In the fields of Stem Cell and Regenerative Medicine, V934/V935 is being used to study “Immune-Mediated Stem Cell Sparing.” Researchers are investigating how the immune system distinguishes between the high levels of hTERT in Cancer Stem Cells and the lower levels found in healthy Hematopoietic Stem Cells.

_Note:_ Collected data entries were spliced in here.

PR #2520, opened 2026-06-10
feat: service worker navigation scoping and auth proxy redirect detection

jothan:
## Description

This PR fixes two issues that arise when Mainsail is deployed behind an authentication proxy (e.g. Authelia) alongside other apps on the same subdomain.

### Service worker navigation scope (`vite.config.ts`)

The Workbox-generated service worker previously intercepted **all** navigation requests and served Mainsail's `index.html` for every path not in the denylist. This broke co-hosted apps (e.g. Spoolman at `/spoolman`, Authelia at `/authelia`).

- Added a `navigateFallbackAllowlist` so the SW only handles paths that Mainsail actually owns (`/`, `/allPrinters`, `/cam`, `/console`, `/heightmap`, `/files`, `/viewer`, `/history`, `/timelapse`, `/config`, `/settings`). Any other path now falls through to the real server.
- The existing denylist for Moonraker backend paths is retained as a belt-and-suspenders measure.
- Added a `NetworkFirst` runtime caching rule for navigation requests to prevent auth redirects (301/302) from being cached by the service worker.

### Auth proxy redirect detection on WebSocket failure (`webSocketClient.ts`)

When an auth proxy intercepts a WebSocket upgrade request, it returns an HTTP redirect. The browser's WebSocket API cannot follow redirects — it sees a non-101 response and fires `onerror`/`onclose` with `wasClean=false` (code 1006), with no HTTP status or redirect URL exposed to JavaScript. Mainsail previously treated this identically to a temporary network failure and would loop through all reconnect attempts before showing a generic "Cannot connect" dialog.

**Probe mechanism:** On the first unclean WebSocket close, an HTTP probe is launched in parallel with the reconnect loop:

- `fetch(probeUrl, { redirect: 'follow' })` where `probeUrl` is the WebSocket URL rewritten to `https://.../server/info`
- If `response.redirected === true`, the user is navigated to the auth portal with the return URL rewritten to point back to Mainsail
- If the fetch throws or returns without a redirect, the reconnect loop continues normally

**Cancellation:** `probeController` (`AbortController | null`) governs the probe lifecycle — aborted on fresh `connect()` calls and successful opens to prevent stale probes from navigating the user away after recovery.

**Bug fix:** Also fixes a pre-existing bug where `reconnects` was never reset when `connect()` was called manually ("Try Again"), so a second manual attempt after exhausting all retries would immediately give up without retrying.

_No related issues yet._

_No visual changes — this PR only affects service worker configuration and WebSocket connection logic._

Users behind auth proxies should clear their browser's service worker cache after updating to ensure the old SW (which cached all navigation routes) is replaced. This can be done via the browser DevTools (Application → Service Workers → Unregister) or will happen automatically on the next SW update cycle.

### DIFF
--- a/src/plugins/webSocketClient.ts
+++ b/src/plugins/webSocketClient.ts
@@ -16,6 +16,14 @@ export class WebSocketClient {
     store: Store<RootState> | null = null
     waits: Wait[] = []
     heartbeatTimer: number | null = null
+    /** Pending reconnect timer handle; cleared on each fresh connect() call. */
+    private reconnectTimer: number | null = null
+    /**
+     * AbortController for the in-flight probe fetch; also doubles as the
+     * "probe already launched" flag (null = not yet probed this sequence).
+     * Aborted and nulled on fresh connect(); nulled on successful open.
+     */
+    private probeController: AbortController | null = null
 
     constructor(options: WebSocketPluginOptions) {
         this.url = options.url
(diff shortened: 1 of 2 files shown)


meteyou:
Sry but the complete PR is just vibe coded. More comments than code and multiple scopes in 1 PR.

Pls try it again with your brain and clean code. I cannot merge something like that.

This “therapeutic window” is vital for ensuring that cancer vaccines can eliminate the “seeds” of a tumor without damaging the body’s ability to repair itself.

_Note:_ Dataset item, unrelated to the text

PR #2526, opened 2026-06-12
Master

frarthur:


mryel00:
@frarthur Fix your AI agent. It's producing unnecessary noise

Patient Management and Practical Recommendations

Pre-treatment Tests:

• hTERT Confirmation: While most cancers are positive, some trials require a biopsy to confirm hTERT expression.
• Baseline Blood Counts: To monitor for any changes in white blood cell or platelet levels during the intensive priming phase.
• Adenovirus Titer: A blood test to see if the patient has high levels of pre-existing antibodies to the Ad6 vector.

Precautions:

• Timing is Key: The 2-week gap between priming doses and the 6-week gap before the boost are scientifically calculated. Patients must strictly adhere to the schedule.
• Steroid Use: Patients should avoid high-dose corticosteroids, as they can suppress the T-cell growth that V934/V935 is trying to stimulate.

“Do’s and Don’ts” List:

• DO expect some “shaking chills” after the V935 viral boost; this is a sign the “relay” is working.
• DO use over-the-counter pain relievers (like acetaminophen) for mild fevers as directed by your study doctor.
• DON’T apply topical steroid creams to the injection site, as this can dampen the local immune signal.
• DON’T miss the boosting phase; the DNA priming alone is rarely enough to create a lasting clinical response.

Legal Disclaimer

The information provided is for educational and informational purposes only and does not constitute medical advice. hTERT vaccine V934/V935 is an investigational agent and is not currently approved by the US FDA for any indication. Access is limited exclusively to registered clinical trials. Always consult with a qualified oncologist regarding your specific diagnosis and eligibility for participation in research.